Euna mengangkat mengangkat wajahnya lalu memberi senyum tipis.
"aku tidak ingin kejadian itu terulang. Aku tidak ingin menjadi seperti pembunuh. Aku masih merasa bersalah." lirih Euna.
Seoyun lalu membalas senyum tipis Euna dengan senyum hangatnya.
"tidak akan, aku yakin itu tidak akan terjadi. Jangan terus menyalahkan dirimu, itu bukan salahmu."
Euna lalu membalas tatapan Seoyun dengan senyum tipisnya.
***
Euna tengah berjalan berdampingan dengan Seoyun di lorong rumah sakit. Mereka berencana menemui Yunhee-teman Seoyun yang merupakan seorang psikolog.
Euna sebenarnya merasa gugup, ia tidak terlali terbiasa menceritakan masalahnya dengan orang baru.
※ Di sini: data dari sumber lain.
PR #1614, opened 2023-03-06
Sync LOIs on survey activation and remote change

### LINKED ISSUE #1373: [Survey sync] Implement survey load and background sync

gino-m:
Fixes #1373.

### DIFF
--- a/build.gradle
+++ b/build.gradle
@@ -91,6 +91,7 @@ detekt {
     source = files("ground/src", "sharedTest/src")
     allRules = true
     config = files("${project.rootDir}/config/detekt/detekt.yml")
+    baseline = file("${project.rootDir}/config/detekt/baseline.xml")
     buildUponDefaultConfig = true
     ignoreFailures = false
 
--- a/build.gradle
+++ b/build.gradle
@@ -18,7 +18,7 @@
 
 buildscript {
     ext {
-        hiltVersion = "2.44"
+        hiltVersion = "2.45"
         kotlinVersion = "1.8.10"
         navigationVersion = "2.5.3"
     }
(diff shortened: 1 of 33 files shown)


gino-m:
Squashed commits and fixed bad base change in #1616

PR #1943, opened 2023-09-30
Display customId in job card name, if available

### LINKED ISSUE #1926: Job cards should show ID and/or name of the LOI they represent
The second line of the card should should the human-readable LOI label, originally outlined in https://docs.google.com/document/d/1kM7dxF0OFXjN-Yhc44nH95nYIx0xvhWQbKvX3KVzpNE, taken from the geometry's imported key-value properties. 

Rather than using heuristics to find the property names, we can simplify this design by looking for the key "id" and/or "name", ignoring case. Depending on what values are defined/null, the human-readable label would be:

- `$name ($id)`
- `$name`
- `$geometryType $id` where $geometryType is one of "Point" or "Area"
- "Unnamed area" or "Unnamed point"

@shobhitagarwal1612 Would you like to take this one since it has to do with job cards?

shobhitagarwal1612:
Fixes #1926 

@gino-m  PTAL?

### DIFF
--- a/ground/src/main/java/com/google/android/ground/ui/home/mapcontainer/cards/LoiCardUtil.kt
+++ b/ground/src/main/java/com/google/android/ground/ui/home/mapcontainer/cards/LoiCardUtil.kt
@@ -15,9 +15,9 @@
  */
 package com.google.android.ground.ui.home.mapcontainer.cards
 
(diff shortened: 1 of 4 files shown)


gino-m (approved):
Nice work!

Tetapi, Seoyun selalu menenangkan Euna.
"psikolog itu memiliki cara sendiri agar partner-nya merasa nyaman saat bercerita, sekalipun baru kali pertama bertemu." itu kalimat yang sedari tadi Seoyun ucapkan.
"ah, dia belum sampai, kita menunggu tidak apa, kan?" tanya Seoyun sembari menggandeng tangan Euna menuju kursi terdekat.
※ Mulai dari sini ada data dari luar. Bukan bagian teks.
PR #1944, opened 2023-09-30
Only animate the camera when device location is updated or user clicks

### LINKED ISSUE #1869: Don't animate map when restoring viewport / zoom
@shobhitagarwal1612 in case you have a free cycle at some point.

Animate should be used only in these cases:

- Tap on cluster to zoom
- On device location update when lock enabled

In all other cases map should move directly to target.

shobhitagarwal1612:
Fixes #1869

@gino-m @JSunde  PTAL?

### DIFF
--- a/ground/src/main/java/com/google/android/ground/ui/common/BaseMapViewModel.kt
+++ b/ground/src/main/java/com/google/android/ground/ui/common/BaseMapViewModel.kt
@@ -40,6 +40,7 @@ import com.google.android.ground.system.PermissionDeniedException
 import com.google.android.ground.system.PermissionsManager
 import com.google.android.ground.system.SettingsManager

"memangnya dia sedang kemana?" tanya Euna sembari menyamankan posisi duduknya.
"tadi katanya sedang menghampiri rumah salah satu pasiennya. Mungkin memang belum sampai." jawab Seoyun.
Euna hanya menganggukan kepalanya dan mengecek ponselnya. Tidak ada pesan masuk dari siapapun, termasuk Jimin. Euna memang tidak berniat mengabari Jimin soal rencana pemulihannya ini, menurutnya tidak terlalu penting.
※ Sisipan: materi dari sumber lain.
PR #1946, opened 2023-10-01
Move app initialization to onResume() to prevent blank screen

### LINKED ISSUE #901: [Crash] App freezes with white screen after device is unlocked
1. Open app, leave homescreen open with active project
2. Lock device
3. Unlock device
4. Screen appears blank/white or shows splash screen

More details to follow.

### LINKED ISSUE #1881: App sometimes freezes on splash screen at startup

shobhitagarwal1612:
Fixes #901
Fixes #1881

The app gets stuck with a blank screen as the initialization flow is called in `onAttach()` but this method is only called once during creation and not when resuming the fragment from background.

Verified by running the below steps manually:

1. Turn off the device screen
2. Install the app using AS
3. Wake the device

@gino-m @JSunde  PTAL?


gino-m (approved):
Good catch and quick fix, kudos on the Coroutines refactor as well! 🙏 🥇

"Eun-ie, dia sudah datang."
Euna lalu mengangkat wajahnya dan melihat seorang wanita berseragam dokter yang tengah menghampiri mereka dengan tergesa.
KAMU SEDANG MEMBACA
Destiny
Fanfic"semua ini berawal dari kesalahan. Kesalahan yang seharusnya tidak terjadi. Aku tidak mencintaimu. Aku membencimu brengsek!" Shin Euna "ketahuilah, aku bersyukur kesalahan itu melibatkanku dan dirimu. Karna kesalahan itu aku mengenalmu. Dan, kurasa...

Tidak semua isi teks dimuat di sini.